* **Description of the task**:
Whenever a line in the listing contains "callers", copy that line.

* **Given data**:
──────

PR #795, opened 2025-10-18
feat(llm): add LLM profiles

enyst:
## Summary
- integrate LLM profile persistence into `LLMRegistry`, exposing list/load/save/register/validate helpers with configurable profile directories
- fix docs example checker to detect nested example paths (avoids false CI failures)

## Testing
- .venv/bin/python -m pytest tests/sdk/llm/test_llm_registry_profiles.py
- .venv/bin/python -m pytest tests/sdk/conversation/local/test_state_serialization.py 

---

**Variants & Base Images**
|---|---|---|---|

```bash
docker pull ghcr.io/openhands/agent-server:0e60e67-python
```

**Run**
```bash
docker run -it --rm \
  -p 8000:8000 \
  --name agent-server-0e60e67-python \
  ghcr.io/openhands/agent-server:0e60e67-python
```

```
ghcr.io/openhands/agent-server:0e60e67-golang-amd64
ghcr.io/openhands/agent-server:0e60e67-golang_tag_1.21-bookworm-amd64
ghcr.io/openhands/agent-server:0e60e67-golang-arm64
ghcr.io/openhands/agent-server:0e60e67-golang_tag_1.21-bookworm-arm64
ghcr.io/openhands/agent-server:0e60e67-java-amd64
ghcr.io/openhands/agent-server:0e60e67-eclipse-temurin_tag_17-jdk-amd64
ghcr.io/openhands/agent-server:0e60e67-java-arm64
ghcr.io/openhands/agent-server:0e60e67-eclipse-temurin_tag_17-jdk-arm64
ghcr.io/openhands/agent-server:0e60e67-python-amd64
ghcr.io/openhands/agent-server:0e60e67-nikolaik_s_python-nodejs_tag_python3.12-nodejs22-amd64
ghcr.io/openhands/agent-server:0e60e67-python-arm64
ghcr.io/openhands/agent-server:0e60e67-nikolaik_s_python-nodejs_tag_python3.12-nodejs22-arm64
ghcr.io/openhands/agent-server:0e60e67-golang
ghcr.io/openhands/agent-server:0e60e67-java
ghcr.io/openhands/agent-server:0e60e67-python
```

- Each variant tag (e.g., `0e60e67-python`) is a **multi-arch manifest** supporting both **amd64** and **arm64**
- Individual architecture tags (e.g., `0e60e67-python-amd64`) are also available if needed

Docs PR (documents new examples for check-examples): OpenHands/docs#219

### DIFF
--- a/tests/agent_server/test_agent_server_wsproto.py
+++ b/tests/agent_server/test_agent_server_wsproto.py
@@ -21,7 +21,7 @@ def find_free_port():
 
 
 def run_agent_server(port, api_key):
-    os.environ["OH_SESSION_API_KEYS"] = f'["{api_key}"]'
+    os.environ["OH_SESSION_API_KEYS_0"] = api_key
     sys.argv = ["agent-server", "--port", str(port)]
     from openhands.agent_server.__main__ import main
 
--- a/tests/github_workflows/test_resolve_model_config.py
+++ b/tests/github_workflows/test_resolve_model_config.py
@@ -28,8 +28,8 @@ def test_find_models_by_id_single_model():
         result = find_models_by_id(model_ids)
 
     assert len(result) == 1
-    assert result[0]["id"] == "claude-sonnet-4-5-20250929"
-    assert result[0]["display_name"] == "Claude Sonnet 4.5"
+    assert result[0]["id"] == "gpt-4"
+    assert result[0]["display_name"] == "GPT-4"
 
 
 def test_find_models_by_id_multiple_models():
@@ -45,8 +45,8 @@ def test_find_models_by_id_multiple_models():
         result = find_models_by_id(model_ids)
 
     assert len(result) == 2
-    assert result[0]["id"] == "claude-sonnet-4-5-20250929"
-    assert result[1]["id"] == "deepseek-chat"
+    assert result[0]["id"] == "gpt-4"
+    assert result[1]["id"] == "claude-3"
 
 
 def test_find_models_by_id_preserves_order():
@@ -113,11 +113,11 @@ def test_find_models_by_id_preserves_full_config():
         result = find_models_by_id(model_ids)
 
     assert len(result) == 1
-    assert result[0]["id"] == "claude-sonnet-4-5-20250929"
-    assert (
-        result[0]["llm_config"]["model"] == "litellm_proxy/claude-sonnet-4-5-20250929"
-    )
-    assert result[0]["llm_config"]["temperature"] == 0.0
+    assert result[0]["id"] == "custom-model"
+    assert result[0]["llm_config"]["model"] == "custom-model"
+    assert result[0]["llm_config"]["api_key"] == "test-key"
+    assert result[0]["llm_config"]["base_url"] == "https://example.com"
+    assert result[0]["extra_field"] == "should be preserved"
 
 
 # Tests for expected models from issue #1495


.gitignore
```diff
@@ -203,3 +203,15 @@ cache
...
+*.db
+.worktrees/
+*.code-workspace
+log.txt
+previous.md
+AGENTS.md
+CLAUDE.md
+docs/agent-sdk.workspace.code-workspace
+docs/llm-model-info-and-caps.md
+docs/llm-refactor.md
```
enyst:
```suggestion
```

openhands-sdk/openhands/sdk/llm/llm_registry.py
```diff
@@ -106,9 +108,101 @@ def get(self, service_id: str) -> LLM:
...
+            if profile_dir is not None
+            else _DEFAULT_PROFILE_DIR
+        )
+        directory.mkdir(parents=True, exist_ok=True)
+        return directory
+
+    def _load_profile_with_synced_id(self, path: Path, profile_id: str) -> LLM:
+        llm = LLM.load_from_json(str(path))
+        if llm.profile_id != profile_id:
+            llm = llm.model_copy(update={"profile_id": profile_id})
```
enyst:
```suggestion
            # force llm.profile_id to carry the correct name
            # (the name of the .json we loaded it from)
            llm = llm.model_copy(update={"profile_id": profile_id})
```

openhands-sdk/openhands/sdk/persistence/__init__.py
```diff
@@ -0,0 +1,23 @@
...
+and helpers) to provide a small, stable import surface:
+
+- Encapsulation: internal module layout can change without breaking callers.
+- Discoverability: callers can find persistence settings via
+  ``openhands.sdk.persistence``.
+- Consistency: matches the SDK pattern of exposing intended entry points at the
+  package level rather than requiring deep imports.
+
+Anything exported via ``__all__`` should be treated as part of the supported SDK
+surface.
```
enyst:
```suggestion
API.
```

examples/01_standalone_sdk/31_llm_profiles.py
```diff
@@ -0,0 +1,126 @@
...
+
+def load_profile(registry: LLMRegistry, name: str) -> LLM:
+    llm = registry.load_profile(name)
+    if llm.api_key is None:
+        api_key = os.getenv("LLM_API_KEY")
+        if api_key is None:
+            raise RuntimeError(
+                "Set LLM_API_KEY to authenticate, or save the profile with "
+                "include_secrets=True."
+            )
```
xingyaoww: Interesting, i wonder if we should just include API Key along with the profile settings?

enyst: WDYT? I was thinking two things here:
- it makes sense, and it would be a single place per LLM profile
- it's plain text, like we have in `agent_settings.json` in CLI, and that's not ideal

Well and a third thing: depending on interface, this isn't terribly bad: in VScode it's vscode secrets management, which apparently uses the system keyring

enyst: Could we defer this question for later? For the moment, using `openhands/` or some similar multi-llm provider like `openrouter/` it kinda doesn't matter, it'll be the same key, right?

xingyaoww: > it's plain text, like we have in agent_settings.json in CLI, and that's not ideal

I think this will be the most useful and maybe the easiest to implement, especially if you want to use this in the CLI: when we talk about switching LLMs, it is very possible that we may want to switch across different model provider, so i think aiming for the most general implementation is good here.


And since this "llm profile" is likely a more custom/advanced feauture, end user should know what they are doing when they save LLM profiles so i think save raw API Key in text is probably ok (we can do smth like chmod 600 to reduce the risk, etc)

enyst: @openhands lets do this, no backwards compat necessary since this is a new feature. We want to save the keys in the profile json files. Chmod when saving a new file.

enyst: @xingyaoww Done!

docs/llm_profiles.md
enyst, line 1: @openhands use this file and the example/ file, and make a PR to docs/ repo in a similar way we have other examples synced with the agent-sdk examples scripts.

openhands-sdk/openhands/sdk/llm/llm.py
```diff
@@ -287,6 +292,10 @@ class LLM(BaseModel, RetryMixin, NonNativeToolCallingMixin):
             "Safety settings for models that support them (like Mistral AI and Gemini)"
         ),
     )
+    profile_id: str | None = Field(
+        default=None,
+        description="Optional profile id (filename under ~/.openhands/llm-profiles).",
```
enyst:
```suggestion
        description="Optional profile id (filename under the profiles directory).",
```

enyst:
@xingyaoww I can give this PR another round of testing and maybe debugging just to see it step by step that I’m not missing something, but I’d love to know what concerns you have, to know what to focus on.

For the record, I would like to follow up with the [Switch LLM PR](https://github.com/OpenHands/software-agent-sdk/pull/1049), which is built on top of this PR. I did quite a bit of thinking in what way or direction to nudge our core architecture here. In practice, I played a lot with the switch PR, rather than this one, the other even has a TUI of its own with commands to use! 😅 So things work, generally, give or take that I might forget some detail.

_Edited to add:_
- related to this group of changes: https://github.com/OpenHands/software-agent-sdk/issues/1451

enyst:
Heads up: branch was updated to include latest upstream/main (commit 62d35bb5 as of 2025-12-29). Remaining failure is check-examples, pending OpenHands/docs#219 approval+merge.

enyst:
@openhands Understand the goal of this PR. Merge main into its branch and fix the conflicts.

Please make sure to not lose what main branch did in state!

enyst:
@openhands 2 tests are failing, an llm/ test and an mcp/ test. Figure it out please, then tell me what the problem was. Tell me in a comment on github.

enyst:
I tracked down the failing `tests/sdk/llm/test_llm_registry_profiles.py::test_load_profile_rejects_unknown_fields` (and the related MCP test failures it was cascading into).

**Root cause**: `LLM` currently has `model_config.extra = "ignore"`, so when we loaded a saved profile JSON, Pydantic silently dropped unknown keys (e.g. `unknown_field`). The new profile persistence tests expect us to *reject* unknown fields, to catch typos / stale schema during profile loading.

**Fix**: switched `LLM` to `extra="forbid"` and adjusted `LLMRegistry._load_profile_with_synced_id()` to validate via `LLM.model_validate()` after forcing `profile_id` to match the filename. This keeps the “profile id is derived from filename” behavior while ensuring unknown fields raise `ValidationError`.

Commit: b5a01ad7

.gitignore
```diff
@@ -203,7 +203,6 @@ cache
 /workspace/
 openapi.json
 .client/
-
 # Local workspace files
```
enyst, line 207:
```suggestion

# Local workspace files
```

examples/01_standalone_sdk/34_llm_profiles.py
```diff
@@ -0,0 +1,128 @@
+"""Create and use an LLM profile with :class:`LLMRegistry`.
+
+Run with::
+
+    uv run python examples/01_standalone_sdk/31_llm_profiles.py
```
enyst:
```suggestion
    uv run python examples/01_standalone_sdk/34_llm_profiles.py
```

examples/01_standalone_sdk/34_llm_profiles.py
xingyaoww, line 1: @OpenHands please sends a separate PR makeing sure that our `examples` folder doesn't contains duplicated example number - i.e., there should not be two script under the same folder that is number `34`

openhands-sdk/openhands/sdk/conversation/state.py
```diff
@@ -222,32 +239,52 @@ def create(
...
             # Attach event log early so we can read history for tool verification
-            state._fs = file_store
-            state._events = EventLog(file_store, dir_path=EVENTS_DIR)
+            event_log = EventLog(file_store, dir_path=EVENTS_DIR)
 
-            # Verify compatibility (agent class + tools)
-            agent.verify(state.agent, events=state._events)
+            persisted_agent = AgentBase.model_validate(
+                persisted_agent_payload,
+                context={"llm_registry": registry, INLINE_CONTEXT_KEY: False},
```
xingyaoww: I'm actually not sure if we want to embed the concept of LLMProfile so deep into the serialization layer?

It feels to me that it can just be a high-level concept - could be even higher than LLMRegistry -> it is essentially a manager over a bunch of JSONs, and can list/save/load a bunch of `LLM` instances?

So most of these could happen on the user side, e.g.,

```
llm = LLMProfileManager.load("profile name")
```

OR even simpler, we can consider these methods as `@classmethod` for the `LLM` class, e.g.,
```
@classmethod
def load_profile(cls, profile_name, profile_dir) -> LLM

@classmethod
def list_profile(cls, profile_dir) -> list[str] (LLM profile names)

def save_profile(self, profile_name, profile_dir) -> None
```

What do you think?

enyst: @openhands I love this review comment! Let's think deeply and make these classmethods of LLM.

We have an issue though: currently, if no profile exists or is mentioned, then we serialize the LLM configuration together with the conversation. I *think* maybe we can just refer a "default" profile there. WDYT?

If so, we do not need INLINE KEY, so let's remove that everywhere. Use a default profile name for a default profile created when no profile exists, and the user creates an LLM in whatever way. Let's call it `default.json` if none exists; if the user creates a new (unmatching) LLM without profile when "default" exists, let's overwrite it fully with the new one. All the rest of the behavior remains the same, so please investigate and understand the PR diff first, then fix this review comment.

Do tell us on github what you think about the behavior.

enyst:
@openhands read this PR carefully and understand its goal. Then merge main into it, keeping our behavior too, but don't mess with main either.

When you are done, commit, run checks (e.g. precommit) and push; summarize what you did in a comment to the PR.

enyst:
Closing to open a fresh PR - conversation got too long.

──────

* **Exercise response**:
+- Encapsulation: internal module layout can change without breaking callers.
+- Discoverability: callers can find persistence settings via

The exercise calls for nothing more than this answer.